Your team completed billable work this week that will never appear on an invoice.
Not because it wasn’t done. Because it either wasn’t logged, or it was logged and sat untouched in a WIP queue until it was too late and had to be written off.
That’s not a billing admin problem. That’s a margin problem.
The Scale of What You’re Leaving on the Table
In firms with weak billing controls, revenue leakage can run around 10% of revenue, according to industry data published by Mosaic. On a $10 million business, that’s $1 million in work performed but never invoiced.
The broader industry average looks better. SPI Research’s 2026 Professional Services Maturity Benchmark puts average revenue leakage at 4.5%, improved from 5.3% in 2024. That’s still nearly 1 in every 20 dollars of billable work that never reaches an invoice.
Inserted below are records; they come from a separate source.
PR #265, opened 2023-02-09
[Registrant Experience] Prevent user from proceeding if anything on review page is currently being edited

twilkhoo:
## Notion ticket link

[[Registrant Experience] Prevent user from proceeding if anything on review page is currently being edited](https://www.notion.so/uwblueprintexecs/Registrant-Experience-Prevent-user-from-proceeding-if-anything-on-review-page-is-currently-being-ed-10bb5b79972647989cc3d1b3f9716e66?pvs=4)

## Implementation description
* Added another piece of state, called `isEditing`, which is a number that counts the amount of components being edited (0 means nothing is being edited)
* This does in some sense create another source of truth for whether something is editing or not (global vs local state for each edit card), so I made sure to be careful and increment/decrement only when saving or canceling, so registrant's never get stuck on the review page.

## Steps to test
1. Go to http://localhost:3000/register/camp/6396319f01dd5e987a03b516 and try moving forward or backward while editing (you shouldn't be able to).

https://user-images.githubusercontent.com/30396273/217713242-368f0eaf-3c59-4996-bb82-191a6e9e909a.mp4

* Please test extensively, it's important that this has no issues otherwise registration would be impossible.

## Checklist

### DIFF
--- a/frontend/src/components/pages/RegistrantExperience/RegistrationSteps/RegistrationFooter.tsx
+++ b/frontend/src/components/pages/RegistrantExperience/RegistrationSteps/RegistrationFooter.tsx
@@ -10,6 +10,7 @@ export type RegistrationFooterProps = {
   handleStepNavigation: (stepsToMove: number) => void;
   isPaymentSummary: boolean;
   isWaitlistRegistration: boolean;
+  isEditing: number;
 };
 
 const RegistrationFooter = ({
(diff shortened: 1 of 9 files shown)


rchang0501 (approved):
Tested pretty extensively and didn't find any issues! Don't have any code comments either since it was primarily state management that made sense

PR #267, opened 2023-02-10
Resolve uncaught error when viewing camp and fix coordinator/counsellor/volunteer editing

twilkhoo:
## Notion ticket link

[Uncaught error when viewing camp](https://www.notion.so/uwblueprintexecs/Uncaught-error-when-viewing-camp-e7dc9d9ca33e4e72abf171da5fee9869?pvs=4)
[Camp Overview: Fix Camp Edit functionality](https://www.notion.so/uwblueprintexecs/Camp-Overview-Fix-Camp-Edit-functionality-f33023f2ca704b7cb8630fda072a857a?pvs=4)

## Implementation description
* Had to change some of the validators.
* PR #181 refactored create and update validators into a single validator, but turns out we can't have absolutely everything common between the two, so I created two validators (create, update) that implement the old common validator with some minor adjustments.
* After resolving the error, I had to change updateCampById, more information is annotated in the files changed.

## Steps to test
1. Ensure the error is gone when viewing a camp.
2. Test literally everything- all parts of the site including registration, camp creation, camp drafting, camp editing, camp viewing, everything else just to be safe. Notably, make sure that the camp coordinator/counsellor/volunteer component works now. This is to make sure we don't have to redo anything, although the components that I changed were not used anywhere else other than when viewing a camp.

* Correctness, functionality.

## Checklist

### DIFF
--- a/backend/typescript/middlewares/validators/campValidators.ts
+++ b/backend/typescript/middlewares/validators/campValidators.ts
@@ -218,8 +218,8 @@ export const createUpdateCampDtoValidator = async (
       const campSession = body.campSessions[i];
       try {
         createUpdateCampSessionDTOValidator(campSession, type);
-      } catch (err: any) {
         // eslint-disable-next-line @typescript-eslint/no-explicit-any
+      } catch (err: any) {
         res.status(400).send(err.message);
       }
     }
--- a/backend/typescript/middlewares/validators/campValidators.ts
+++ b/backend/typescript/middlewares/validators/campValidators.ts
@@ -16,10 +16,15 @@ import {
 } from "./util";
 import { getErrorMessage } from "../../utilities/errorUtils";
 
-const createCampSessionDTOValidator = (campSession: {
-  // eslint-disable-next-line @typescript-eslint/no-explicit-any
-  [key: string]: any;
-}): boolean => {
+enum CreateOrUpdate {
+  CREATE = 1,
+  UPDATE = 2,
+}
+
+const createUpdateCampSessionDTOValidator = (
+  campSession: { [key: string]: any }, // eslint-disable-line @typescript-eslint/no-explicit-any
+  type: CreateOrUpdate,
+): boolean => {
   if (!validateArray(campSession.dates, "string")) {
     throw new Error(getApiValidationError("dates", "string", true));
   }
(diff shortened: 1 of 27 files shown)


backend/typescript/middlewares/validators/campValidators.ts
```diff
@@ -235,6 +243,22 @@ export const createUpdateCampDtoValidator = async (
   return next();
 };
 
+export const createCampDtoValidator = async (
```
twilkhoo, line 246: These were the two new validators created (create, update), basically just calling the same validator as before but now passing in the type.

backend/typescript/middlewares/validators/campValidators.ts
```diff
@@ -16,10 +16,15 @@ import {
...
-const createCampSessionDTOValidator = (campSession: {
-  // eslint-disable-next-line @typescript-eslint/no-explicit-any
-  [key: string]: any;
-}): boolean => {
+enum CreateOrUpdate {
+  CREATE = 1,
+  UPDATE = 2,
+}
+
+const createUpdateCampSessionDTOValidator = (
```
twilkhoo, line 24: `createUpdateCampValidator` calls `createUpdateCampSessionDTOValidator`. This caused the initial problem of "campers must be empty", this validation doesn't make sense when viewing/updating a camp, only when creating.

backend/typescript/services/implementations/campService.ts
```diff
@@ -516,21 +516,6 @@ class CampService implements ICampService {
         throw new Error(`Camp' with campId ${campId} not found.`);
       }
 
-      // Update the campSessions by deleting all current sessions and creating new sessions
```
twilkhoo, line 519: After fixing that problem above regarding the validators, I noticed that campers were being deleted every time we viewed (updated) a camp. This is because of this part of the code which I deleted- shouldn't be a problem anywhere else since we don't use updateCampById for anything other than when we view a camp.

rchang0501 (changes requested):
I tested pretty extensively and everything looks good except for updating camp sessions. Lmk if you have any questions!

backend/typescript/services/implementations/campService.ts
twilkhoo: I'm glad you caught this 😅 you're right- it is a good idea to seperate the logic of the two, so I noticed that we were calling `editCampById` both when on the camp overview (since the volunteer/coordinator editing component would call this), and when we saved or published a draft from the footer (which is what you caught). For the overview we can't have new sessions created, but for the drafting we do need new sessions, and honestly the best way I could find that works was just to create another (yet very similar) end point, both of which call `updateCampById` but now pass in a `createNewSessions` boolean arg which indicates whether we want new sessions or not. Feel free to leave your thoughts on this approach.

rchang0501 (approved):
did another very thorough check - went through pretty much all our flows and couldn't find any issues!

PR #268, opened 2023-02-11
Fix: Manage sessions doesn’t persist

twilkhoo:
## Notion ticket link

[[Management Experience] Manage sessions doesn’t persist](https://www.notion.so/uwblueprintexecs/Management-Experience-Manage-sessions-doesn-t-persist-cec1071f9d9a4cd980973cc6a9e388ab?pvs=4)

## Implementation description
* Changed the format of the patch so that it would actually use the authorization headers
* Changed the validators too to account for this.

## Steps to test
1. Note: This is only going to work after pr #267 is merged.
2. Go to any camp and click the manage sessions button on the right.
3. Changing session capacity should work now, deletion worked anyway.

* Correctness, functionality.

## Checklist

### DIFF
--- a/frontend/src/APIClients/CampsAPIClient.ts
+++ b/frontend/src/APIClients/CampsAPIClient.ts
@@ -105,7 +105,9 @@ const updateCampSessions = async (
   updatedCampSessions: Array<UpdateCampSessionsRequest>,
 ): Promise<Array<CampSessionResponse>> => {
   try {
-    const { data } = await baseAPIClient.patch(`/camp/${campId}/session`, {
+    const { data } = await baseAPIClient({
+      method: "patch",
+      url: `/camp/${campId}/session`,
       headers: {
         Authorization: getBearerToken(),
       },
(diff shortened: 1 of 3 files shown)


frontend/src/APIClients/CampsAPIClient.ts
```diff
@@ -104,7 +104,9 @@ const updateCampSessions = async (
   updatedCampSessions: Array<UpdateCampSessionsRequest>,
 ): Promise<Array<CampSessionResponse>> => {
   try {
-    const { data } = await baseAPIClient.patch(`/camp/${campId}/session`, {
```
twilkhoo, line 107: This is what I meant by "had to change the format", for some reason using client.patch(...) has some strange behaviour in terms of setting/sending headers (authorization in our case), but this other format worked perfectly. I'm still not entirely sure why though, thoughts? I tried to emulate whereever else we used a .patch for anything, but after trying it all, auth headers were still not sending.

rchang0501: i don't see any issue with this!

rchang0501 (approved):
lgtm!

The difference between 4.5% and 10% tends to come down to how tightly you manage your billing controls.
The cost of delivering that work is already on your P&L. Your people were paid, so every dollar you recover goes straight to the bottom line.
Billable utilization compounds the problem. The same SPI Research 2026 benchmark reports that billable utilization fell to 66.4% in 2025, down from 68.9% in 2024, and identifies 75% as the optimal profitability threshold. Incomplete time capture is a major driver.
Why Manual Time Entry Fails (It’s Not a Culture Problem)
You might frame this as an attitude issue. People just need to log their time properly.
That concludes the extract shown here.